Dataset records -
BEGIN
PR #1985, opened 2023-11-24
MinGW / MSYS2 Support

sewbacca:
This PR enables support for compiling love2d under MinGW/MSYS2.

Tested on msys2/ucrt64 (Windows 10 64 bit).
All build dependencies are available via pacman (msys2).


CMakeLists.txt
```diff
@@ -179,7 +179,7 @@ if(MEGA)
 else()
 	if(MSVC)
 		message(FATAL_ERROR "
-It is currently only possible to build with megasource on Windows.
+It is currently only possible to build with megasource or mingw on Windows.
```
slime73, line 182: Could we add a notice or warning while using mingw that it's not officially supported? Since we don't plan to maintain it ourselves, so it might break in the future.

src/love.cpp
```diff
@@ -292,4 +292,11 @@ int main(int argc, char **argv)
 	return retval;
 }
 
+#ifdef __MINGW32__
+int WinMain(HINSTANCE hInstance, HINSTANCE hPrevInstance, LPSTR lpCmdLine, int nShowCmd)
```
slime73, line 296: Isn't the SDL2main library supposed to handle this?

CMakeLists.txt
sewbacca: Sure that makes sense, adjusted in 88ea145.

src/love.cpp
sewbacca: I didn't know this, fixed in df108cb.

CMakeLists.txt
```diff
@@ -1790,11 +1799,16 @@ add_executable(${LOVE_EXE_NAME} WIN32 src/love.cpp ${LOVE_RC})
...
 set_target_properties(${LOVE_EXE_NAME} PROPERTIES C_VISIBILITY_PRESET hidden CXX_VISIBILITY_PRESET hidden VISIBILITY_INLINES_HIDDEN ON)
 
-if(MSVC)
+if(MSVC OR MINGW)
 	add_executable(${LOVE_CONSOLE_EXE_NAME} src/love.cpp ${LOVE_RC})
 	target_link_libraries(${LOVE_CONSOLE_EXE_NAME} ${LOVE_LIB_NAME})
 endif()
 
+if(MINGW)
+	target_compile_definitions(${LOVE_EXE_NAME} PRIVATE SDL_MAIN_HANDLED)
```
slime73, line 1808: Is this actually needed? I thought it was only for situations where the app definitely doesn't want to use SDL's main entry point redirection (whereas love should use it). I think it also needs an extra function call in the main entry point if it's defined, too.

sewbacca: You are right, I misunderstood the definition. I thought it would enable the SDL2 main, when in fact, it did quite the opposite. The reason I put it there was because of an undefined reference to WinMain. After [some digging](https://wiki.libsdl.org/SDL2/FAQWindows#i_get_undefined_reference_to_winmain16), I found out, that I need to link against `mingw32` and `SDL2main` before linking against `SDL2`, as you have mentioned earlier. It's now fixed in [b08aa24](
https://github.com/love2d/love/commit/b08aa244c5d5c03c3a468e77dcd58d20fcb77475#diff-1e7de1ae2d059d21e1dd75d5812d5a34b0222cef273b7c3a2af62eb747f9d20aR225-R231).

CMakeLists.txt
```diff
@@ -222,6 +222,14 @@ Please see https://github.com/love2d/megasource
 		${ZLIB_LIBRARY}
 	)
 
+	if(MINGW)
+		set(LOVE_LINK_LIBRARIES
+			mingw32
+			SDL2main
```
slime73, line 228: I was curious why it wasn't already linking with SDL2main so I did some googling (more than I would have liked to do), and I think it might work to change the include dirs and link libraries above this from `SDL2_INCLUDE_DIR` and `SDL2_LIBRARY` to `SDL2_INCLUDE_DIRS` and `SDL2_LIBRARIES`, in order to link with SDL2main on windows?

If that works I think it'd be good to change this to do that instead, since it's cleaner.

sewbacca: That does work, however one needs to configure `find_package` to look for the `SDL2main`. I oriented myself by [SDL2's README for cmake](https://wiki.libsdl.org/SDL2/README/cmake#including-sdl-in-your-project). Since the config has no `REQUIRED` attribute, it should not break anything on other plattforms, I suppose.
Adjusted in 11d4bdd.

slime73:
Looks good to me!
END
BEGIN
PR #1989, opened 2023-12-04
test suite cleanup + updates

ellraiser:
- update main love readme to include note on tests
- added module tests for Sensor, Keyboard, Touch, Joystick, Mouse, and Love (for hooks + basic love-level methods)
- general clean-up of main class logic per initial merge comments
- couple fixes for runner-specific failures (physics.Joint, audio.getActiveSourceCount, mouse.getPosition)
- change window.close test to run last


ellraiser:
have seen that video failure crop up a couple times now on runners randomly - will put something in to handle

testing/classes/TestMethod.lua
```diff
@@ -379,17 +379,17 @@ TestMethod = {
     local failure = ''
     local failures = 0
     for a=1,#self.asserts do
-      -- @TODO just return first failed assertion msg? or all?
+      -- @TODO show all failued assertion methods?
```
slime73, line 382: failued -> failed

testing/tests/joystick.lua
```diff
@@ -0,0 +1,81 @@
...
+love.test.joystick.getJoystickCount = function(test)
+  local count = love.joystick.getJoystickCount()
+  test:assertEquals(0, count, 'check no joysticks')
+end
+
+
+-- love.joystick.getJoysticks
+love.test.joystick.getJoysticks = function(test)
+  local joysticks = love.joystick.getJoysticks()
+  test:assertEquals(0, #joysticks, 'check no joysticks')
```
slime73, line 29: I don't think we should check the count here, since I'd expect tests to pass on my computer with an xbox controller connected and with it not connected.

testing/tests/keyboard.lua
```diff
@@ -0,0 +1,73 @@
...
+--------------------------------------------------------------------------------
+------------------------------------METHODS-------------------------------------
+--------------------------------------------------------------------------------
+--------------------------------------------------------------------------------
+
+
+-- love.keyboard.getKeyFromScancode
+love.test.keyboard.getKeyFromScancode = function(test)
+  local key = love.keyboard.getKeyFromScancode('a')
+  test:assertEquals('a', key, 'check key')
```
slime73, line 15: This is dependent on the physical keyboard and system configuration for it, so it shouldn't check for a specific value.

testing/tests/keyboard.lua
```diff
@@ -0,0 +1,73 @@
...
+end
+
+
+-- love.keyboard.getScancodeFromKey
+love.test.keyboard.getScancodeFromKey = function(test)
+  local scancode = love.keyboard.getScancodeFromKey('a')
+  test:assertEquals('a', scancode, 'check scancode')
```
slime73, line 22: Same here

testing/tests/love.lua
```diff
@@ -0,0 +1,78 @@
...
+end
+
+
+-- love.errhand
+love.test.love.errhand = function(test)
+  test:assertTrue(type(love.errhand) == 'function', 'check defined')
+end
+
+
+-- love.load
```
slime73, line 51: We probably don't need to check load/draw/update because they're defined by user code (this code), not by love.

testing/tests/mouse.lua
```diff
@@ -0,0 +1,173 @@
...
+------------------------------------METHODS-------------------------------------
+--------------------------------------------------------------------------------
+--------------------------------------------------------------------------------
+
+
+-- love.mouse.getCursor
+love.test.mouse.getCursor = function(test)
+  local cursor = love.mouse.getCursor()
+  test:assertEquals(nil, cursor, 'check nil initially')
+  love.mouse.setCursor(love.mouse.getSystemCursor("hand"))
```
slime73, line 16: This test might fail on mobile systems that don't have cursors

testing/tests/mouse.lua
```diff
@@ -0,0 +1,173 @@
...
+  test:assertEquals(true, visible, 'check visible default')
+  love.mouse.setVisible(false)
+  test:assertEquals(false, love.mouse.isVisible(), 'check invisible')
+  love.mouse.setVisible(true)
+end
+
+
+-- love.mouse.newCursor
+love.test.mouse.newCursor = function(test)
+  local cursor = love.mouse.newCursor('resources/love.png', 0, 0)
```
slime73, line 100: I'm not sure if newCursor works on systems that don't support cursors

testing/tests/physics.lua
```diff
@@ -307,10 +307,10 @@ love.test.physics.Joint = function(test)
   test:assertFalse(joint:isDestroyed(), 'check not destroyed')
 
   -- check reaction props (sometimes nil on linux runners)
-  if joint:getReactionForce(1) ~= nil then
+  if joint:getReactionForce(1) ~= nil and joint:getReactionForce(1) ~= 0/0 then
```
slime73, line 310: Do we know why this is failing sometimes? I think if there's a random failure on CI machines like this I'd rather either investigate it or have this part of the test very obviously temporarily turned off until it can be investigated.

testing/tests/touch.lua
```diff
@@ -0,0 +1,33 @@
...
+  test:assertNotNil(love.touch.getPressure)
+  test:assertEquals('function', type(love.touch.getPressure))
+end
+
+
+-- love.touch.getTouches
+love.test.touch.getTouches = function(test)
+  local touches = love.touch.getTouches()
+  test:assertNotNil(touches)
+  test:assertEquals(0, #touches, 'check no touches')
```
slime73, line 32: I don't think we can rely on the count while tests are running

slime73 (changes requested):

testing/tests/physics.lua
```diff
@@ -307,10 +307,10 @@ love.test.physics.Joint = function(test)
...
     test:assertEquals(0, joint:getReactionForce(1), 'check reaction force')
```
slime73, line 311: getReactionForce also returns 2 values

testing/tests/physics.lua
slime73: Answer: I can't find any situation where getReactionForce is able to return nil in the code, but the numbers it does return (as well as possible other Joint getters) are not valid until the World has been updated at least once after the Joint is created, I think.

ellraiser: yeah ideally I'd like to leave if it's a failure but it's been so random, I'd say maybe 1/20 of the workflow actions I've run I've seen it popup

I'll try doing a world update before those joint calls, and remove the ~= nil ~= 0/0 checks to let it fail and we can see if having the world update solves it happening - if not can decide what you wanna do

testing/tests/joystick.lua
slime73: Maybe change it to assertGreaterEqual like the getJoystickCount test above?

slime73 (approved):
END
EXERCISE - Copy out each line of the data above, exactly, if it lies between the line holding "If that works" and the line holding "Looks good to me!", inclusive; copy no other line.

YOUR RESPONSE -
If that works I think it'd be good to change this to do that instead, since it's cleaner.

sewbacca: That does work, however one needs to configure `find_package` to look for the `SDL2main`. I oriented myself by [SDL2's README for cmake](https://wiki.libsdl.org/SDL2/README/cmake#including-sdl-in-your-project). Since the config has no `REQUIRED` attribute, it should not break anything on other plattforms, I suppose.
Adjusted in 11d4bdd.

slime73:
Looks good to me!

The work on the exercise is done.